Cerca de 3,2 milhões de pessoas estão à procura de emprego há dois anos ou mais no Brasil. Segundo dados da Pesquisa Nacional por Amostra de Domicílios – Contínua (Pnad Contínua), divulgada hoje (19) pelo Instituto Brasileiro de Geografia e Estatística (IBGE), isso representa 25,2% dos 12,5 milhões de desocupados do país.

Ainda segundo o IBGE, cerca de 1,8 milhão, ou 7,1% dos desocupados, estavam há menos de um mês procurando emprego. A taxa de desemprego no país no terceiro trimestre deste ano, divulgada no fim de outubro, ficou em 11,8%, abaixo dos 12% registrados no segundo trimestre.

A Pnad-Contínua divulgada hoje trouxe ainda dados sobre taxa de desemprego dos estados. O estado de São Paulo foi o único a apresentar queda na taxa de desemprego do segundo para o terceiro trimestre deste ano. A taxa recuou de 12,8% para 12% no período em São Paulo.

Segundo a pesquisadora da IBGE, Adriana Beringuy, a queda ocorreu devido à redução do número de desempregados e não em função do aumento da ocupação.

Já Rondônia foi o único estado com alta na taxa de desemprego, ao passar de 6,7% para 8,2%. As outras 25 unidades da federação tiveram estabilidade na taxa, de acordo com os dados do IBGE.

As maiores taxas foram observadas nos estados da Bahia (16,8%), Amapá (16,7%) e Pernambuco (15,8%). Já os menores níveis foram registrados em Santa Catarina (5,8%), Mato Grosso do Sul (7,5%) e Mato Grosso (8%).

Na comparação com o terceiro trimestre do ano passado, houve altas em Goiás (que passou de 8,9% para 10,8%) e Mato Grosso (de 6,7% para 8%). Três estados tiveram queda neste tipo de comparação: São Paulo (13,1% para 12%), Alagoas (de 17,1% para 15,4%) e Sergipe (17,5% para 14,7%).

A taxa composta de subutilização da força de trabalho (percentual de pessoas desocupadas ou subocupadas por insuficiência de horas trabalhadas) foi de 24% no país. Maranhão (41,6%) e Piauí (41,1%) apresentam estimativas acima de 40%.

Por outro lado, as menores taxas foram observadas em Santa Catarina (10,6%), Mato Grosso (14,7%), Rio Grande do Sul (16,3%) e Mato Grosso do Sul (16,3%).

O número de desalentados (pessoas que desistiram de procurar emprego) foi de 4,7 milhões de pessoas no terceiro trimestre. Os maiores contingentes estavam na Bahia (781 mil) e no Maranhão (592 mil) e os menores em Roraima (17 mil) e Amapá (19 mil).

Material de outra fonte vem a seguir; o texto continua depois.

Issue #3861, opened 2017-03-01
Provide suggestions for invalid parameters


khromov:
The `--dbpass` is the only flag in the `wp core config` command that is truncated. Furthermore, it is not truncated in a way users would exect (for example, my initial attempt after trying `--dbpassword` was `--dbpasswd` which also doesn't work).

I would highly recommend to add `--dbpassword` as an alias for `--dbpass` to remove this frustrating inconsistency.

danielbachhuber:
I'm not a huge fan of adding an alias for the argument. It seems like a one-off solution to your specific problem.

What if, instead, WP-CLI guessed at which parameter you were trying to use, and offered that as a suggestion in the error message?

szepeviktor:
```
$ git stati
git: 'stati' is not a git command. See 'git --help'.

Did you mean this?
        status
```

khromov:
@danielbachhuber Sounds like a great idea!

schlessera:
This is now implemented for commands, but parameters are not yet affected by this implementation.

schlessera:
Types of user entry to implement suggestions for:
- [x] (sub)commands
- [ ] parameters
- [ ] aliases

schlessera:
Resolved with #4004, #4008 and #4109.

khromov:
@schlessera I'm not sure the original issue is resolved. Here is an example using WP-CLI 1.3.0:

```
#wp config create --allow-root --dbname=foo --dbuser=bar --dbpassword=baz

Error: Parameter errors:
 unknown --dbpassword parameter
```

My suggestion was to include a hint when there is a typo like this. No such hint has been implemented?

schlessera:
@khromov You are right. While implementing the suggestion feature, we had discussed the more distant changes like these, and decided that we want to keep the threshold low, but add a pre-built dictionary of suggestion mappings instead.

Here's the issue for that: https://github.com/wp-cli/wp-cli/issues/4379

szepeviktor:
How do git and drush do it?
Something like http://php.net/manual/en/function.levenshtein.php ?

PR #4004, opened 2017-04-17
Add command suggestions when user entry contains typos.

schlessera:
The Levenshtein distance is calculated between what the user entered and what (sub)commands are available.

The closest command is shown as a suggested if its Levenshtein distance is <= 2.

See #3861


php/WP_CLI/Runner.php
```diff
@@ -258,16 +259,20 @@ public function find_command_to_run( $args ) {
...
 					$parent_name = implode( ' ', $cmd_path );
+					$suggestion = $this->get_subcommand_suggestion( $child, $command );
 					return sprintf(
-						"'%s' is not a registered subcommand of '%s'. See 'wp help %s'.",
+						"'%s' is not a registered subcommand of '%s'. See 'wp help %s'.%s",
 						$child,
 						$parent_name,
-						$parent_name
+						$parent_name,
+						! empty( $suggestion ) ? "\n\nDid you mean '{$suggestion}'?" : ''
```
danielbachhuber: I think we should use `PHP_EOL` over `\n` for best cross-platform compatibility.

Do we have other examples of using two line breaks, or do most errors have only one?

php/WP_CLI/Runner.php
```diff
@@ -258,16 +259,20 @@ public function find_command_to_run( $args ) {
...
 					);
 				} else {
+					$suggestion = $this->get_subcommand_suggestion( $full_name, $command );
 					return sprintf(
-						"'%s' is not a registered wp command. See 'wp help'.",
-						$full_name
+						"'%s' is not a registered wp command. See 'wp help'.%s",
+						$full_name,
+						! empty( $suggestion ) ? "\n\nDid you mean '{$suggestion}'?" : ''
```
danielbachhuber: Ditto above

php/WP_CLI/Runner.php
danielbachhuber: Also, generally, which do you think reads better?

```
$ wp cl
Error: 'cl' is not a registered wp command. See 'wp help'.
Did you mean 'cli' ?
$ wp cl
Error: 'cl' is not a registered wp command. Did you mean 'cli' ? Or, see 'wp help'.
```

schlessera: I had looked at what the other code is doing and didn't find any reference to `PHP_EOL`. But I agree it is preferable.

The line breaks were to match what git is doing, but I have no strong feelings about that.

So, right now, it looks like this:
```
Error: 'clu' is not a registered wp command. See 'wp help'.

Did you mean 'cli'?
```

schlessera: Your second variant probably reads better for humans, but I think it might make parsing of the result unnecessarily complicated.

O percentual de pessoas desalentadas foi de 4,2%. Os maiores percentuais estavam no Maranhão (18,3%) e Alagoas (16,5%) e os menores em Santa Catarina (1,1%), Rio Grande do Sul (1,3%) e Distrito Federal (1,3%).

Santa Catarina tinha o maior percentual de empregados com carteira assinada (87,7%). Já o menor percentual estava no Maranhão (49,9%).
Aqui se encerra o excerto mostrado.